I arrived in Jackson, Wyoming yesterday afternoon after driving for 12 hours the previous day and another 6 yesterday. Driving though Idaho, I saw the edge of the storm that was moving through the area and it was quite dramatic. Unfortunately, as I got closer to Jackson, the clouds became less dramatic and more 'ordinary' like in the image above.

Fortunately, there were breaks in the clouds so that it wasn't totally overcast for a shoot at Mormon Row yesterday evening. The skies cleared up considerably this morning leading to productive shoot, though they still ended up covering the peaks of Grand Teton. As I write this, a mini thunderstorm as moved in and its raining, hopefully like yesterday this one will dissipate.

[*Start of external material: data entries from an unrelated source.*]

PR #583, opened 2024-03-15
Adding default use cases

amitgalitz:
### Description

The reason I went with a separate defaults file for now is so we don't make breaking changes on our template if customers gives us feedback for how to this differently. 

Some concerns I have:

1. Customers might have a hard time knowing what to substitute, for example if they want to change connector post functions they need to know this key:
`"create_connector.actions.pre_process_function": "<content>"`
or for sparse search: `"register_local_sparse_encoding_model.function_name"`

2. If we want to make these more flexibly its going to be hard to do substitution on things like the index mapping unless user gives a whole string version of there mapping, settings and alias and we make the entire configuration a substitution.

3. Currently you can see I have two versions of create connector - deploy - register. This is due that some connectors have more optional parameters then the others. One solution is having many files for each variation, another is to potentially have the connectors made with empty fields (for example `truncate` is only needed in cohere default so if we have that for an OpenAI connector it will just be there and unused).

I only added 3 fully working defaults here for now, will have lots more to add if this approach seems fine. I want to also add a good amount of local models so that at least for fast POC or demo users can have a one click set up of an entire use case with 0 additional input like:
```
POST /_plugins/_flow_framework/workflow?use_case=local_neural_sparse_search
{}
or
POST /_plugins/_flow_framework/workflow?use_case=local_neural_sparse_search
```

another example with current use cases in PR:

```
POST /_plugins/_flow_framework/workflow?use_case=cohere-embedding_model_deploy
{
    "create_connector.credential.key" : "123"
}
```

### Issues Resolved
_List any issues this PR will resolve, e.g. Closes [...]._ 

### DIFF
--- a/build.gradle
+++ b/build.gradle
@@ -180,6 +180,7 @@ dependencies {
 
     // ZipArchive dependencies used for integration tests
     zipArchive group: 'org.opensearch.plugin', name:'opensearch-ml-plugin', version: "${opensearch_build}"
+
     secureIntegTestPluginArchive group: 'org.opensearch.plugin', name:'opensearch-security', version: "${opensearch_build}"
 
     configurations.all {
--- a/src/main/java/org/opensearch/flowframework/common/DefaultUseCases.java
+++ b/src/main/java/org/opensearch/flowframework/common/DefaultUseCases.java
@@ -1,0 +1,120 @@
+/*
+ * Copyright OpenSearch Contributors
+ * SPDX-License-Identifier: Apache-2.0
+ *
+ * The OpenSearch Contributors require contributions made to
+ * this file be licensed under the Apache-2.0 license or a
+ * compatible open source license.
+ */
+package org.opensearch.flowframework.common;
+
+import org.apache.logging.log4j.LogManager;
+import org.apache.logging.log4j.Logger;
+import org.opensearch.core.rest.RestStatus;
+import org.opensearch.flowframework.exception.FlowFrameworkException;
+
+import java.util.Set;
+import java.util.stream.Collectors;
+import java.util.stream.Stream;
+
+/**
+ * Enum encapsulating the different default use cases and templates we have stored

I made the image above from the road, I liked what I saw but there was no turn out, so this is classic drive by photography.

Technical: Fuji X100, f/5.6, 1/950s, ISO 200. Stitch of two frames.

Saturday, June 04, 2011

Misty Morning

I made this image on an overcast, misty morning at Asilomar beach near Monterey California. The mist combined with the long exposure gives the image an ethereal feel.

On Monday, I'll be driving out to Jackson, Wyoming to spend the week shooting in the Grand Tetons. I've been looking at the weather closely and as of today they are predicting scattered thunderstorms during my entire time there. This could be very good for photography if the clouds scatter or have breaks at sunrise or sunset, but could also be bad if its overcast the entire time. Should be very interesting, [fingers crossed].

Technical: Canon 5D2, Zeiss 100 MP, f/14, 13s, ISO 100.